Full Application code:
using System;
using System.Collections.Generic;
using System.Diagnostics;
using System.IO;
using Microsoft.ML;
using Microsoft.ML.Transforms.TimeSeries;
namespace Samples.Dynamic
{
public static class Forecasting
{
public static void Main(string[] args)
{
var ml = new MLContext();
var data = new List<TimeSeriesData>();
int price = 100;
for (int month = 1; month <= 12; month++)
{
data.Add(new TimeSeriesData(new DateTime(1993, month, 1), price));
price = price + 10;
}
for (int month = 1; month <= 12; month++)
{
data.Add(new TimeSeriesData(new DateTime(1994, month, 1), price));
price = price + 10;
}
for (int month = 1; month <= 12; month++)
{
data.Add(new TimeSeriesData(new DateTime(1995, month, 1), price));
price = price + 10;
}
//printing input data
foreach (TimeSeriesData a in data)
Debug.WriteLine("Time {0}, Price {1}", a.Date, a.Price);
var dataView = ml.Data.LoadFromEnumerable(data);
var inputColumnName = nameof(TimeSeriesData.Price);
var outputColumnName = nameof(ForecastResult.Forecast);
var model = ml.Forecasting.ForecastBySsa(outputColumnName,
inputColumnName, 6, 7, data.Count, 5);
var transformer = model.Fit(dataView);
var forecastEngine = transformer.CreateTimeSeriesEngine<TimeSeriesData,
ForecastResult>(ml);
forecastEngine.CheckPoint(ml, "model.zip");
// here we have another app - we load from disk saved model
ITransformer modelCopy;
using (var file = File.OpenRead("model.zip"))

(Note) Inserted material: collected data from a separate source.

PR #117, opened 2022-05-06
Gracefully handle queries that contain the target

AgeManning:
Queries that contain a target attempt to contact the target to search for itself.

Previously this resulted in an RPC error as highlighted in #108. 

This PR permits these RPC requests and adds the target in the found closest peers, if that peer is contactable.

### DIFF
--- a/src/discv5/test.rs
+++ b/src/discv5/test.rs
@@ -243,7 +243,7 @@ fn find_seed_linear_topology() {
     }
 
     for (node, previous_node) in main_result.iter().skip(1).zip(main_result.clone()) {
-        let key: kbucket::Key<NodeId> = node.clone().into();
+        let key: kbucket::Key<NodeId> = (*node).into();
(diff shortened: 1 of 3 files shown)


ackintosh:
I've tested this PR with [this test plan](https://github.com/ackintosh/test-plan-discv5/pull/13), and confirmed that the issue I've highlighted in #108 has been resolved!

--- 

However, while running [the test plan](https://github.com/ackintosh/test-plan-discv5/pull/13), I'm facing the other issue which is detailed on [this comment](https://github.com/ackintosh/test-plan-discv5/pull/13#issuecomment-1120430861).

> https://github.com/ackintosh/test-plan-discv5/pull/13#issuecomment-1120430861
> Race condition issue

I'm thinking of how to solve that, but no idea yet. 🤔 

Should I post a new issue for that? I would appreciate it if you let me know if you have any concerns about that. 🙏

PR #121, opened 2022-05-11
Handle overflow in `session.counter` explicitly

ackintosh:
https://github.com/sigp/discv5/blob/63f00ae56a912e4fc3aef8f0d910c9fee9a65f12/src/handler/session.rs#L60

This doesn't panic in release mode, but it would be better to use explicit `wrapping_*` operations.

### DIFF
--- a/src/handler/session.rs
+++ b/src/handler/session.rs
@@ -57,7 +57,7 @@ impl Session {
         src_id: NodeId,
         message: &[u8],
     ) -> Result<Packet, Discv5Error> {
-        self.counter += 1;
+        self.counter = self.counter.wrapping_add(1);
 
         // If the message nonce length is ever set below 4 bytes this will explode. The packet
         // size constants shouldn't be modified.
--- a/src/handler/session.rs
+++ b/src/handler/session.rs
@@ -251,3 +251,44 @@ impl Session {
         Ok((packet, session))
     }
 }
+
+#[cfg(test)]
+mod tests {
+    use crate::handler::session::{Keys, Session};
+    use crate::handler::{crypto, NodeContact};
+    use crate::packet::ChallengeData;
+    use enr::{CombinedKey, EnrBuilder, NodeId};
+    use std::convert::TryFrom;
+
+    #[test]
+    fn counter_overflow() {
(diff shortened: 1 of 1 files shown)


AgeManning:
Is this something you have observed to occur?

There is a lot of messages that need to happen before we overflow this thing. 

If it concerns you, happy to add this wrapping add. In theory, we shouldn't re-use counters (degrades security) but I think its unrealistic that in one session we would send this many messages, so happy to explicitly wrap. 

Do you think its fine to add as-is @divagant-martian - or would you prefer it explicitly for debug builds?

divagant-martian:
Also agree on not reusing counters, which we indeed do in theory in release builds if this ever happens, but at least failing in debug builds (current code) gives us a chance to identify a potential issue. If the idea is to improve code quality I would argue checked ops would be better

AgeManning:
Yeah agreed. 

Maybe in release we should even emit regular warnings indicating that we are re-using counters. Although I'm not sure we really need to cover the case. It will only happen when ~4.3 billion messages are sent to a single node on a single session. 
Sessions expire when not used also and a new session starts the counter again from scratch.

modelCopy = ml.Model.Load(file, out DataViewSchema schema);
var forecastEngineCopy = modelCopy.CreateTimeSeriesEngine<TimeSeriesData, ForecastResult>(ml);
// here I add some examples of 1993 year
var initialConditions = new List<TimeSeriesData>
{
new TimeSeriesData(new DateTime(1993, 1, 1), 100),
new TimeSeriesData(new DateTime(1993, 2, 1), 110),
new TimeSeriesData(new DateTime(1993, 3, 1), 120),
new TimeSeriesData(new DateTime(1993, 4, 1), 130),
new TimeSeriesData(new DateTime(1993, 5, 1), 140),
new TimeSeriesData(new DateTime(1993, 6, 1), 150),
new TimeSeriesData(new DateTime(1993, 6, 1), 160),
};
// Feed initial conditions to the model
foreach (var condition in initialConditions)
{
forecastEngineCopy.Predict(condition);
}
Debug.WriteLine("Forecast for 1993:");
var forecast = forecastEngineCopy.Predict(horizon: 5);
Debug.WriteLine("[{0}]", string.Join(", ", forecast.Forecast));
}
class ForecastResult
{
public float[] Forecast { get; set; }
}
class TimeSeriesData
{
public DateTime Date { get; set; }
public float Price { get; set; }
public TimeSeriesData(DateTime date, float price)
{
Date = date;
Price = price;
}
}
}
}
In this code after adding examples (initial conditions to the model) beginning of the 1993 year (start of backtest) and call function Prediction(horizon: 5) I expect to get something like this: 170, 180, 190, 200, 210 But I am getting this: 5.619335, -32.734127, -68.469055, -102.133865, -136.30606
var initialConditions = new List<TimeSeriesData>
{
new TimeSeriesData(new DateTime(1993, 1, 1), 100),
new TimeSeriesData(new DateTime(1993, 2, 1), 110),
new TimeSeriesData(new DateTime(1993, 3, 1), 120),
new TimeSeriesData(new DateTime(1993, 4, 1), 130),
new TimeSeriesData(new DateTime(1993, 5, 1), 140),
new TimeSeriesData(new DateTime(1993, 6, 1), 150),
new TimeSeriesData(new DateTime(1993, 6, 1), 160),
};
// Feed initial conditions to the model
foreach (var condition in initialConditions)
{
forecastEngineCopy.Predict(condition);
}
//Prediction till the end 1993
var forecast = forecastEngineCopy.Predict(horizon: 5);
I found that my output related to ml.Forecasting.ForecastBySsa function and parameters: windowSize, seriesLenght.
var model = ml.Forecasting.ForecastBySsa(outputColumnName,
inputColumnName, 11, 12, data.Count, 5);
I also found that if I setup parameters: windowSize = 4, seriesLenght = 5 then I get correct prediction values: 169.83334, 179.6128, 189.2648, 198.84006, 208.30637
Can someone explain to me what I do wrong?
Why even small changes parameters like - windowSize = 6 ,seriesLenght = 7 (size of my new examples) breaking result : 169.08212, 191.27914, 207.15486, 218.63303, 235.29007 ?
I should point out that if I use this model for Forecasting 1996 (not back test ) without initial data - I am getting the correct result.
Can I even use Forecasting for BackTest?